#### [About this task]
Transcribe the entries below without alteration.

**** Information provided ****

PR #1151, opened 2021-08-13
ENG-1048: Grant access to PG for PSMDB

Sudokamikaze:


EvgeniyPatlan (changes requested):
we shouldn't do this as we have separate jenkins for each product and distribution tests should be also on these jenkins servers.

****

#### [Response to the task]
PR #1151, opened 2021-08-13
ENG-1048: Grant access to PG for PSMDB

Sudokamikaze:


EvgeniyPatlan (changes requested):
we shouldn't do this as we have separate jenkins for each product and distribution tests should be also on these jenkins servers.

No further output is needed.